TASK ITEM
Tally up the lines in the following entries where the string "should" appears, and answer with the number alone.

DATA
PR #2411, opened 2022-01-06
GBA code unit testing front-end

felixjones:
This is a testing front end specifically for unit testing GBA code, following the suggestion from @endrift in https://github.com/mgba-emu/mgba/pull/2409#issuecomment-1005319854

At the moment I have named this frontend "mtest", but this entire PR is WIP and open for feedback and suggestions (in particular, feature suggestions).
I will say that even this basic implementation has proven remarkably lean and perfect for my needs, it has sped up my unit testing by an order of magnitude and has made writing GBA unit tests an incredibly simple task.

Basic usage is: `mgba-mtest -S 0 -R r0 my_rom.gba`

- `-S SWI` sets what SWI to exit the test on. -S 0 will exit on SWI 0. You can probably pick an unused SWI if your test uses SWI 0.
- `-R REGISTER` sets what register to read when the exit condition is met (right now, that's only -S). r0-r15, sp, lr, pc and cpsr are valid strings for this.

A basic GBA test with tonc could look like:
```c
#include <tonc.h>

static void mtest_exit(int code) {
    swi_call(0);
}

int main() {
    mtest_exit(Div(9, 3) != 3);
}
```
With a crt0/syscalls.c that calls SWI on `exit()` the code required for a GBA test is even simpler than this as the return from main would signal the test end.

Using this with CTest could look something like this:
```cmake
enable_testing()
add_test(NAME exampleTest COMMAND mgba-mtest -S 0 -R r0 exampleRom.gba)
# -S 0 uses SWI 0 as the signal
# -R r0 uses r0 as the exit code
```

And because stdout is available us usual, a ctest can regex match any of the standard output.

As of this writing (2022-06-01) the current implementation in this PR by default has no way to actually complete if the -S argument is not used. Some feedback and ideas are required here (maybe default to exiting tests after 1 frame, so test writers are forced to be specific about their GBA tests?).

An aside: libmgba is remarkably easy to work with, I am incredibly impressed with how quickly it took me to get this working during the short moments I've had today to write this code.

(PR has some garbo commits, need squashing).


src/platform/test/mtest-main.c
```diff
@@ -0,0 +1,215 @@
...
+#define MTEST_USAGE \
+	"\nAdditional options:\n" \
+	"  -S SWI           Run until specified SWI call before exiting\n" \
+	"  -R REGISTER      Register to return as exit code\n" \
+
+ enum mRegisterExitCode {
+	 mRegister_NONE = -1,
+	 mRegister_GPRS = 0,
+	 mRegister_CPSR = 16
+ };
```
endrift, line 28:
```suggestion
 enum mRegisterExitCode {
	 mREGISTER_NONE = -1,
	 mREGISTER_GPRS = 0,
	 mREGISTER_CPSR = 16
 };
```

to match code style, though I have to wonder why anyone would put the exit code in the CPSR. Probably not worth support.

src/platform/test/mtest-main.c
```diff
@@ -0,0 +1,215 @@
...
+	mCoreConfigSetDefaultValue(&core->config, "idleOptimization", "remove");
+
+#ifdef M_CORE_GBA
+	if (core->platform(core) == mPLATFORM_GBA) {
+		((struct GBA*) core->board)->hardCrash = false;
+
+		_armSwi16 = ((struct GBA*) core->board)->cpu->irqh.swi16;
+		((struct GBA*) core->board)->cpu->irqh.swi16 = _mTestSwi16;
+		_armSwi32 = ((struct GBA*) core->board)->cpu->irqh.swi32;
+		((struct GBA*) core->board)->cpu->irqh.swi32 = _mTestSwi32;
```
endrift, line 96: Instead of hooking all SWIs and only using one, perhaps using SWI 03 (STOP) which already has a frontend-defined callback would be ideal here. See the `GBAStop` function in gba.c.

src/platform/test/mtest-main.c
```diff
@@ -0,0 +1,215 @@
...
+	freeArguments(&args);
+	mCoreConfigDeinit(&core->config);
+	core->deinit(core);
+
+	return cleanExit ? returnCode : 1;
+}
+
+static int _mTestRunloop(struct mCore* core, int exitSwiImmediate) {
+	do {
+		core->step(core);
```
endrift, line 149:
```suggestion
		core->runLoop(core);
```
Will be much faster, and an SWI call should always break out of the runloop, especially one to GBAStop.

endrift (changes requested):
Some quick minor stuff, but in general this seems like a better approach. Coming up with an exit condition for GB ROMs is probably a good idea too. Once the overall design idea in in place I can come back with a more detailed review.

src/platform/test/mtest-main.c
felixjones: I agree that GBAStop makes a perfect choice, however my own runtime uses SWI 0 to reset when exit is called. I've left in the option to override the SWI call, but if you absolutely disagree with this then I can adjust my runtime and remove this option here

LunarLambda:
The devkitARM C Runtime also calls SWI 0 when main() exits, so using SWI 0 + r0 (main return value) seems really useful to support. Maybe it's overkill to support arbitrary SWI and register combinations, but 0/r0 is reasonable.

Maybe a dedicated, unused SWI would be possible? I don't know how that would interact with using an official BIOS, though. Does mGBA still hook those?

Also, the original post mentions stdout being available. How does that work? Do you mean the log interface?

felixjones:
> Also, the original post mentions stdout being available. How does that work? Do you mean the log interface?

Yes, mGBA logging means zero extra work needed to be done for getting a unit test to write stdout, something that CTest specifically supports
So regardless of return code, with CTest I can regex for particular stdout patterns and pass/fail/skip on match/no match.

That being said, there's probably benefit to matching memory. Probably better to actually do those matches within this test platform, rather than stdout blobs of memory for regex'ing

LunarLambda:
That reminds, me I wanted to write an optimized `memcmp` for libseven.

That, or having matching `.iwram.bin` and similar files that contain the expected resulting memory image and similar.

something like `test.gba` -> `test.iwram.bin` or `./expected/iwram`

src/platform/test/mtest-main.c
```diff
@@ -0,0 +1,206 @@
...
+	UNUSED(signal);
+	_dispatchExiting = true;
+}
+
+static void _mTestSwi3Callback(struct mCore* core) {
+#ifdef M_CORE_GBA
+	_exitCode = ((struct GBA*) core->board)->cpu->regs.gprs[_returnCodeRegister];
+#endif
+	_dispatchExiting = true;
+}
```
endrift, line 164: Any reason this whole function isn't behind the ifdef?

src/platform/test/mtest-main.c
```diff
@@ -0,0 +1,206 @@
...
+		((struct GBA*) core->board)->hardCrash = false;
+
+		_exitSwiImmediate = mTestOpts.exitSwiImmediate;
+		_returnCodeRegister = mTestOpts.returnCodeRegister;
+
+		if (_exitSwiImmediate == 3) {
+			// Hook into SWI 3 (shutdown)
+			callbacks = calloc(1, sizeof(*callbacks));
+			callbacks->context = core;
+			callbacks->shutdown = (void(*)(void*)) _mTestSwi3Callback;
```
endrift, line 96: Any reason this is dynamically allocated? The struct isn't exactly very big.

endrift (approved):
Looks quite good, but I have two minor questions.

src/platform/test/mtest-main.c
felixjones: Probably in the mind-set of not consuming memory for GBA callbacks when running a test for GB core (which is dumb, we're hardly memory constrained).
Will remove.

felixjones:
@endrift the copyright notice on the source file has my name on it from when this was a branch intended to stay private. Is there a preferred copyright holder to attribute this to?

endrift:
I use my (legal) name: Jeffrey Pfau. But you are more than welcome to leave your name in there.

felixjones:
I noticed `addCoreCallbacks` copies the `struct mCoreCallbacks`, so I moved the allocation onto the stack for that.
I updated the copyright notice for the source file.

This is in a state where I am happy with the basic functionality and I think additional features (and more importantly, GB support) could come in as their own PRs.

src/platform/test/mtest-main.c
```diff
@@ -0,0 +1,202 @@
...
+	default:
+		return false;
+	}
+}
+
+static int _parseNamedRegister(const char* regStr) {
+	if (regStr[0] == 'r' || regStr[0] == 'R') {
+		++regStr;
+	}
+	return strtol(regStr, NULL, 10);
```
endrift, line 201: It would probably make sense to properly constrain this. Not that I'm too worried about some malicious actor here, but it is an obvious place to do so. Some error checking that it didn't fail to parse would probably be good too.

src/platform/test/CMakeLists.txt
```diff
@@ -46,3 +46,10 @@ if(BUILD_CINEMA)
 	add_test(cinema ${BINARY_NAME}-cinema -v)
 	install(TARGETS ${BINARY_NAME}-cinema DESTINATION ${CMAKE_INSTALL_BINDIR} COMPONENT ${BINARY_NAME}-test)
 endif()
+
+if(BUILD_MTEST)
+	add_executable(${BINARY_NAME}-mtest ${CMAKE_CURRENT_SOURCE_DIR}/mtest-main.c)
```
endrift, line 51: Given that this would wind up with a binary named mgba-mtest, I wonder if the second m is redundant. Maybe a name like mgba-test-harness, or mgba-rom-tester? It's kind of verbose, but is pretty explicit about what it is as a result.

endrift (commented):
No real objections, but a few nits and questions about how things should ideally be done.

felixjones:
Renamed to mgba-rom-test so it is used like a verb on the command line.
Added constraints to both the -S and -R args. -S is from 0x00 to 0xFF, -R is from R0 to R15.

src/platform/test/rom-test-main.c
```diff
@@ -0,0 +1,217 @@
...
+
+#include <signal.h>
+
+#define ROM_TEST_OPTIONS "S:R:"
+#define ROM_TEST_USAGE \
+	"\nAdditional options:\n" \
+	"  -S SWI           Run until specified SWI call before exiting\n" \
+	"  -R REGISTER      General purpose register to return as exit code\n" \
+
+struct romTestOpts {
```
endrift, line 25:
```suggestion
struct RomTestOpts {
```

Sorry, I should have been more explicit; If m is being used as a prefix, the struct name is not initial caps, otherwise it is.

src/platform/test/rom-test-main.c
```diff
@@ -0,0 +1,217 @@
...
+		return _parseSwi(arg, &opts->exitSwiImmediate);
+	case 'R':
+		return _parseNamedRegister(arg, &opts->returnCodeRegister);
+	default:
+		return false;
+	}
+}
+
+static bool _parseSwi(const char* regStr, int* oSwi) {
+	long swi = strtol(regStr, NULL, 0);
```
endrift, line 198: It might be a good idea to make sure there isn't junk following the string, just for completeness sake. The errno alone is not sufficient given how strto* is specified.

src/platform/test/rom-test-main.c
```diff
@@ -0,0 +1,217 @@
...
+	*oSwi = swi;
+	return true;
+}
+
+static bool _parseNamedRegister(const char* regStr, unsigned int* oRegister) {
+	if (regStr[0] == 'r' || regStr[0] == 'R') {
+		++regStr;
+	}
+
+	unsigned long regId = strtoul(regStr, NULL, 10);
```
endrift, line 211: Ditto.

endrift (commented):
Two small things. Sorry this is taking so long.

src/platform/test/rom-test-main.c
```diff
@@ -0,0 +1,219 @@
...
+		((struct GBA*) core->board)->hardCrash = false;
+
+		_exitSwiImmediate = romTestOpts.exitSwiImmediate;
+		_returnCodeRegister = romTestOpts.returnCodeRegister;
+
+		if (_exitSwiImmediate == 3) {
+			// Hook into SWI 3 (shutdown)
+			struct mCoreCallbacks callbacks = {0};
+			callbacks.context = core;
+			callbacks.shutdown = (void(*)(void*)) _romTestSwi3Callback;
```
endrift, line 96: Why does this need to be cast? You can cast the void* to an mCore* inside of the callback implicitly (since it's C).

src/platform/test/rom-test-main.c
```diff
@@ -0,0 +1,219 @@
...
+		} else {
+			// Custom SWI hooks
+			_armSwi16 = ((struct GBA*) core->board)->cpu->irqh.swi16;
+			((struct GBA*) core->board)->cpu->irqh.swi16 = _romTestSwi16;
+			_armSwi32 = ((struct GBA*) core->board)->cpu->irqh.swi32;
+			((struct GBA*) core->board)->cpu->irqh.swi32 = _romTestSwi32;
+		}
+	}
+#endif
+
```
endrift, line 107: It might be good to add an "unsupported" for other here, otherwise it'll just run forever (or add another way to exit, such as a maximum frame count). Not a huge deal for the initial PR though. I can add this after it's merged.

endrift (approved):
Looks good, just some simple minor nits and two questions. It will be ready to merge afterwards.

src/platform/test/rom-test-main.c
felixjones: My IDE shouting at me to do explicit casts

felixjones:
I used an `#error` macro for the no core option, my rationale being that you have to explicitly compile rom-test, so if you're going that far then you should know that you need the GBA core (for now).

src/platform/test/rom-test-main.c
endrift: I...yes, sorry, I should have been more clear. You need the function type to match, but in the function itself you can just assign the void* argument to an mCore* variable implicitly.

endrift:
What I meant was that you can still compile it with GBA and GB support but if you pass a GB ROM to it you have to manually interrupt it. This isn't ideal.

PR #2418, opened 2022-01-10
MacOS fixes, kind of dodgy

kode54:
Please review this. Bless this mess. It needs some serious rewriting, but it mostly works. Unfortunately, due to the message pump mess, fast forward ends up getting stuck when running software mode, until cmd+tabbing away and back again.

### DIFF
--- a/include/mgba-util/platform/posix/threading.h
+++ b/include/mgba-util/platform/posix/threading.h
@@ -18,6 +18,13 @@ CXX_GUARD_START
 #include <OS.h>
 #endif
 
+#ifdef __APPLE__
+#include <sys/errno.h>
+#include <sys/time.h>
+#include <dispatch/dispatch.h>
+extern void (*__processEvents)();
+#endif
+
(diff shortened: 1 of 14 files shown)


endrift:
Can you tell me what this even does

kode54:
Sorry, I should have said what this does. This makes the GL display and GL enhancements functional under the 10.15-12.x SDKs, by serializing a bunch of GL calls through a message pump that gets processed on the main thread. It also changes a bunch of wait loops so they also process that message pump when waiting on the main thread. It's mostly a proof of concept.

endrift:
It sounds like a hacky workaround to defeat the intended design of this code instead of just...fixing the design so it doesn't break on macOS. Fixing it will be difficult but this is almost worse than no solution.

Also I just pushed a fix for the strlcpy thing that I'd committed-but-not-pushed-yet some when you first pointed it out so you can remove that.

kode54:
You're right, this is pretty bad, I guess.

PR #2452, opened 2022-02-18
Clean up rendering of logging grid checkboxes

ahigerd:
> <@endrift> @CodaHighland I just noticed that if you click on the checkbox...box in the logging settings grid, you get this selection frame for the text that isn't present...any idea how to get rid of it? 
> <@endrift> image
> <@endrift> you can see it's also taking up space that I don't need to on the right

Qt's item views aren't designed for this specific use case, but they provide accommodations for nonstandard appearances through QAbstractItemDelegate. This PR makes sure that the checkbox is centered within the cell and renders the keyboard focus in a more appropriate manner.

It also makes sure that the keyboard subfocus is updated appropriately, since clicking checkboxes in itemviews doesn't set the current item like clicking the text does.

### DIFF
--- a/src/platform/qt/CheckBoxDelegate.cpp
+++ b/src/platform/qt/CheckBoxDelegate.cpp
@@ -16,8 +16,7 @@ CheckBoxDelegate::CheckBoxDelegate(QObject* parent)
 	// initializers only
 }
 
-void CheckBoxDelegate::paint(QPainter* painter, const QStyleOptionViewItem& option, const QModelIndex& index) const
-{
+void CheckBoxDelegate::paint(QPainter* painter, const QStyleOptionViewItem& option, const QModelIndex& index) const {
 	QAbstractItemView* view = qobject_cast<QAbstractItemView*>(option.styleObject);
 	if (view && (index.flags() & Qt::ItemIsUserCheckable)) {
 		// Set up style options
--- a/src/platform/qt/CheckBoxDelegate.cpp
+++ b/src/platform/qt/CheckBoxDelegate.cpp
@@ -1,0 +1,50 @@
+/* Copyright (c) 2013-2022 Jeffrey Pfau
+ *
+ * This Source Code Form is subject to the terms of the Mozilla Public
+ * License, v. 2.0. If a copy of the MPL was not distributed with this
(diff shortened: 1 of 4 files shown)


src/platform/qt/CheckBoxDelegate.cpp
```diff
@@ -0,0 +1,50 @@
...
+using namespace QGBA;
+
+CheckBoxDelegate::CheckBoxDelegate(QObject* parent)
+	: QStyledItemDelegate(parent)
+{
+	// initializers only
+}
+
+void CheckBoxDelegate::paint(QPainter* painter, const QStyleOptionViewItem& option, const QModelIndex& index) const
+{
```
endrift, line 20:
```suggestion
void CheckBoxDelegate::paint(QPainter* painter, const QStyleOptionViewItem& option, const QModelIndex& index) const {
```
Style nit

src/platform/qt/CheckBoxDelegate.h
```diff
@@ -0,0 +1,20 @@
...
+ * License, v. 2.0. If a copy of the MPL was not distributed with this
+ * file, You can obtain one at http://mozilla.org/MPL/2.0/. */
+#pragma once
+
+#include <QStyledItemDelegate>
+
+namespace QGBA {
+
+class CheckBoxDelegate : public QStyledItemDelegate
+{
```
endrift, line 13:
```suggestion
class CheckBoxDelegate : public QStyledItemDelegate {
```
Style nit

src/platform/qt/CheckBoxDelegate.h
```diff
@@ -0,0 +1,20 @@
...
+public:
```
endrift, line 14: No `Q_OBJECT`?

endrift (commented):
I'll take a closer look later, but there are some quick style nits first. Brace on a new line is only for constructors with initializers.

src/platform/qt/CheckBoxDelegate.h
ahigerd: Nope, don't need it. No signals, no slots, no qobject_cast, no QMetaType. The superclass's implementation takes care of everything in that regard.

Issue #305, opened 2015-11-02
Enable delay signing the assemblies


tushargupta51:
To enable strong-naming the assemblies, we need to delay sign them with the public key, later our code signing system does the actual signing. We had it enabled for 4.x

tushargupta51:
Adding "keyFile" and "delaySign" attributes in project.json is the solution

PR #306, opened 2015-11-02
delay signing the assemblies

tushargupta51:
#305


tushargupta51:
@brentschmaltz

brentschmaltz:
:shipit:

SOLUTION
6